Acheik is most commonly used as a textile for male paso or female htamein. The color palettes used in acheik incorporate a bold array of contrasting shades in a similar color range to create a shimmering trompe-l'œil effect. Designs for men feature simpler zig-zag, cable and interlocking lappet motifs, while those for women interweave undulating waves with arabesque embellishments such as floral motifs or creepers.

==Production==
The towns of Amarapura and Wundwin remain major domestic centers of traditional acheik weaving, although in recent years, cheaper factory-produced imitations from China and India have significantly disrupted Myanmar's traditional cottage industry.

==Origins==
Acheik weaving originates in Amarapura, near the Pahtodawgyi pagoda. The name acheik may derive from the name of the quarter in which the weavers lived, Letcheik Row (လက်ချိတ်တန်း); the term itself was previously called waik (ဝိုက်), referring to the woven zig-zag pattern.

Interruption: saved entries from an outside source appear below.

Issue #4120, opened 2015-07-15
many2many with getters through attributes


ns3777k:
Code:
```js
'use strict';

var SEQUELIZE = require('sequelize'),
	db = new SEQUELIZE('postgres', 'postgres', '123456', {
		dialect : 'postgres',
		host    : 'localhost'
	});

var ConnectionPlan = db.define('ConnectionPlan', {
	title : SEQUELIZE.TEXT,
	price : SEQUELIZE.INTEGER
}, {
	tableName : 'connection_plan',
	createdAt : false,
	updatedAt : false,
	deletedAt : false
});

var ConnectionOption = db.define('ConnectionOption', {
	title     : SEQUELIZE.TEXT,
	price     : {
		type  : SEQUELIZE.INTEGER,
		field : 'price',
		get   : function () {
			return this.getDataValue('price');
		},
		set   : function (val) {
			this.setDataValue('price', val);
		}
	}
}, {
	tableName : 'connection_option',
	createdAt : false,
	updatedAt : false,
	deletedAt : false
});

var PlanOption = db.define('PlanOption', {
	planid    : SEQUELIZE.INTEGER,
	optionid  : SEQUELIZE.INTEGER,
	recommend : SEQUELIZE.BOOLEAN,
	weight    : SEQUELIZE.INTEGER
}, {
	tableName : 'plan2option',
	createdAt : false,
	updatedAt : false,
	deletedAt : false
});

ConnectionPlan.belongsToMany(ConnectionOption, {
	through    : { model : PlanOption },
	foreignKey : 'planid',
	as         : 'compatible_options'
});

ConnectionOption.belongsToMany(ConnectionPlan, {
	through    : { model : PlanOption },
	foreignKey : 'optionid',
	as         : 'compatible_plans'
});
```

Then I create a plan and an option"

```js
db.sync({ force : true })
	.then(function () {
		return ConnectionPlan.create({
			title : 'Lite Plan',
			price : 100
		});
	})
	.then(function (plan) {
		return ConnectionOption.create({
			title : 'Additional 100GB to your storage',
			price : 10
		});
	});
```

While some sources claim that the acheik pattern was introduced by Manipuri weavers during the late 1700s, there are no comparable Manipuri textiles that resemble acheik. The wave-like patterns may have in fact been inspired by Neolithic motifs and natural phenomena (i.e., waves, clouds, indigenous flora and fauna). Acheik-type designs are found on pottery dating back to the Pyu city states (400s-900s CE), as well as in temple wall paintings dating back to the Bagan Kingdom era (1000s-1200s CE). Tributary gifts bestowed to the Burmese royal court may also have provided an additional source of inspiration. The textile became popular during the Konbaung dynasty, during which sumptuary laws regulated who could wear acheik clothing. The acheik pattern was exclusively worn by members of the royal court, officials, and their entourages.